Amazon Studios gives $1 million to help Jon Shook and Vinny Dotolo feed Los Angeles

Jon & Vinny's chefs Vinny Dotolo, left, and Jon Shook, at their Fairfax restaurant.
(Anne Cusack / Los Angeles Times)

Chef-restaurateurs Jon Shook and Vinny Dotolo, the two dudes behind Animal, Son of a Gun and Jon & Vinny’s, will be using their catering business to help local charities feed those in need during the coronavirus pandemic, thanks to a $1-million influx of cash from Amazon Studios.

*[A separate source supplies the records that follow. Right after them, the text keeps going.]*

PR #3042, opened 2023-01-12
fix(tests/rpc): ensure new blocks are created before assert

### LINKED ISSUE #3041: Fix Flaky Test `TestChainRPC`
## Description

The test `TestChainRPC` waits for a block with a number greater than `0` or `1` to be finalized. When the block is finalized this test calls the `chain_getBlock` RPC endpoint to retrieve the full block header and calls `chain_getBlock` again but this time to retrieve the parent block full header. 

The last step in the test is to call `chain_getBlockHash` and assert that the returned hash is not equal to the finalized hash retrieved in the very first step, this last part is flaky since it is not guaranteed that when we call `chain_getBlockHash` a new block ahead of the finalized one was produced

EclesioMeloJunior:
## Changes

- Wait for Gossamer to produce a new block ahead of the finalized one

## Tests

```sh
MODE=rpc go test -timeout 10m -run ^TestChainRPC$ github.com/ChainSafe/gossamer/tests/rpc --tags=integration -v
```

## Issues

- Closes #3041

## Primary Reviewer

@jimjbrettj

### DIFF
--- a/tests/rpc/rpc_03-chain_test.go
+++ b/tests/rpc/rpc_03-chain_test.go
@@ -124,11 +124,7 @@ func TestChainRPC(t *testing.T) {
 	err = retry.UntilOK(ctx, retryWaitDuration, func() (ok bool, err error) {
 		var blockHash string
 		fetchWithTimeout(ctx, t, "chain_getBlockHash", "[]", &blockHash)
-
-		if finalizedHash == blockHash {
-			return false, nil
-		}
-		return true, nil
+		return finalizedHash != blockHash, nil
 	})
 	require.NoError(t, err)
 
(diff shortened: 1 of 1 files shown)


tests/rpc/rpc_03-chain_test.go
```diff
@@ -112,17 +113,29 @@ func TestChainRPC(t *testing.T) {
...
 
+	// Wait for Gossamer to produce a new block ahead of the finalized one
+	err = retry.UntilOK(ctx, retryWaitDuration, func() (ok bool, err error) {
+		var blockHash string
+		fetchWithTimeout(ctx, t, "chain_getBlockHash", "[]", &blockHash)
+
+		if finalizedHash == blockHash {
+			return false, nil
+		}
+		return true, nil
```
qdm12, line 131: nit

```suggestion
		return finalizedHash != blockHash, nil
```

qdm12 (approved):
Awesome 🎉 That drove me mad and didn't get the time to fix it, thanks!! 👍 🎖️

jimjbrettj (approved):
Good work!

The money enables Jon & Vinny’s restaurant group to partner with the Los Angeles Mission, No Kid Hungry, Off Their Plate and the Motion Picture & Television Fund, as well as other local restaurants, including Hatchet Hall in Culver City, with more to be announced.

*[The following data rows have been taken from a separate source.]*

PR #3290, opened 2023-05-31
chore(lib/runtime): revise `lib/runtime` interfaces

timwu20:
## Changes

- remove local interfaces in `lib/runtime/wasmer`
- revise `runtime.Memory` interface to no longer pass mutable `[]byte`, and conforms to `api.Memory` from `wazero`
- update allocator tests

## Tests

```sh
```

## Primary Reviewer

@EclesioMeloJunior


lib/runtime/wasmer/instance.go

The kitchens will make and deliver the food to be distributed to four charities that serve different populations: school kids and their families, the homeless on skid row, first responders and restaurant workers, and the entertainment industry workforce.

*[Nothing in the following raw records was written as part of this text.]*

PR #3291, opened 2023-05-31
Replace usages of .AnyTimes() with .Times(n)

### LINKED ISSUE #3038: mocks: replace usages of `.AnyTimes()` with `.Times(n)`
`.AnyTimes()` is too permissive for a good/deep test assertions, and should be replaced with `.Times(n)`.
Note `Times(1)` does not need to be specified.

Test helping functions returning a mock that can be called any number of times should contain the `AnyTimes` suffix in their name to avoid any confusion, and we should ideally reduce their usage/existence.

axaysagathiya:
closes #3038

Amazon Studios previously worked with Jon & Vinny’s on its “Dinner and a Movie” series, which replaced traditional film premieres with deliveries that included dinner for two and a bottle of wine, along with meals to nonprofits including No Kid Hungry and the Los Angeles Mission.


After partnering on three of those events, Shook said, Amazon Studios suggested expanding the Los Angeles project to reach a wider audience.

“How do we do something really needle-moving?” Jennifer Salke, head of Amazon Studios, asked in an interview Thursday. “How do we support the foundations of those businesses?”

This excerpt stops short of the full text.